Moderator Carol Willing, who is a member of the steering councils for both Python and Project Jupyter, referred to them as “four individuals who profoundly impacted our world,” and this was not hyperbole.

It was the first of what’s intended to be an annual benefit event to support CSforAll, a group founded in 2016 to promote “high-quality computer science” for students at every grade level, and to support “student pathways to college and career success.” It all took place in a hip Seattle facility known as the Collective, “an urban basecamp for the mind, body and soul,” as it describes itself.

Feed the Family

Once the preliminaries were out of the way, Gosling kicked the talk into high gear when he gave the audience a fond glimpse into the early history of Java, saying that instead of being a personal project, he was part of a larger team of about a dozen people.

Gosling: We were trying to understand a particular domain… We spent a lot of time talking to people who built software for embedded systems, trying to understand pain points… Out of this large pie of a project, my slice was to make things a little easier from a programming language point of view, and fix the pain points that came from the programming language part. It started out as kind of “Do a better C,” and it got out of control. The rest of the project really ended up just providing context.

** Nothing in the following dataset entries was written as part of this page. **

PR #13630, opened 2024-03-23
Do not strip debuginfo by default for MSVC

Kobzol:
This PR disables the logic which enables debuginfo stripping by default in release mode (https://github.com/rust-lang/cargo/pull/13257) for MSVC, since it causes problems there (https://github.com/rust-lang/rust/issues/122857).

I'm not sure if this is the correct way to gate the logic on a specific target triple.

The root of the issue is that `-Cstrip=debuginfo` currently behaves like `-Cstrip=symbols` on MSVC, which causes the original optimization to break backtraces on Windows. Ultimately, this should probably be fixed in `rustc`, but that might take some further design work, therefore a faster solution would be to just special case this in Cargo for now, and remove the special case later, once it gets fixed on the `rustc` side.

Related issue: https://github.com/rust-lang/rust/issues/122857

### DIFF
--- a/src/cargo/ops/cargo_compile/mod.rs
+++ b/src/cargo/ops/cargo_compile/mod.rs
@@ -35,6 +35,7 @@
 //! [`drain_the_queue`]: crate::core::compiler::job_queue
 //! ["Cargo Target"]: https://doc.rust-lang.org/nightly/cargo/reference/cargo-targets.html
 
+use cargo_platform::Cfg;
 use std::collections::{HashMap, HashSet};
 use std::hash::{Hash, Hasher};
 use std::sync::Arc;
@@ -436,6 +437,7 @@ pub fn create_bcx<'a, 'gctx>(
         &units,
         &scrape_units,
         host_kind_requested.then_some(explicit_host_kind),
+        &target_data,
     );
 
     let mut extra_compiler_args = HashMap::new();
@@ -575,6 +577,7 @@ fn rebuild_unit_graph_shared(
     roots: &[Unit],
     scrape_units: &[Unit],
     to_host: Option<CompileKind>,
+    target_data: &RustcTargetData<'_>,
 ) -> (Vec<Unit>, Vec<Unit>, UnitGraph) {
     let mut result = UnitGraph::new();
     // Map of the old unit to the new unit, used to avoid recursing into units
@@ -591,6 +594,7 @@ fn rebuild_unit_graph_shared(
                 root,
                 false,
                 to_host,
+                target_data,
             )
         })
         .collect();
@@ -617,6 +621,7 @@ fn traverse_and_share(
     unit: &Unit,
     unit_is_for_host: bool,
     to_host: Option<CompileKind>,
+    target_data: &RustcTargetData<'_>,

James_Gosling_2008 - by Peter Campbell - Creative Commons via WikipediaThe only thing out of that project that survived was Java. But it was directed at a set of pain points that happened to be about people who were living outside of data centers and people who were getting shredded by problems with networking and security and reliability. They had to build things that ran in hostile environments, like, in homes — which, any home with a child in it is a hostile environment for an electronic device.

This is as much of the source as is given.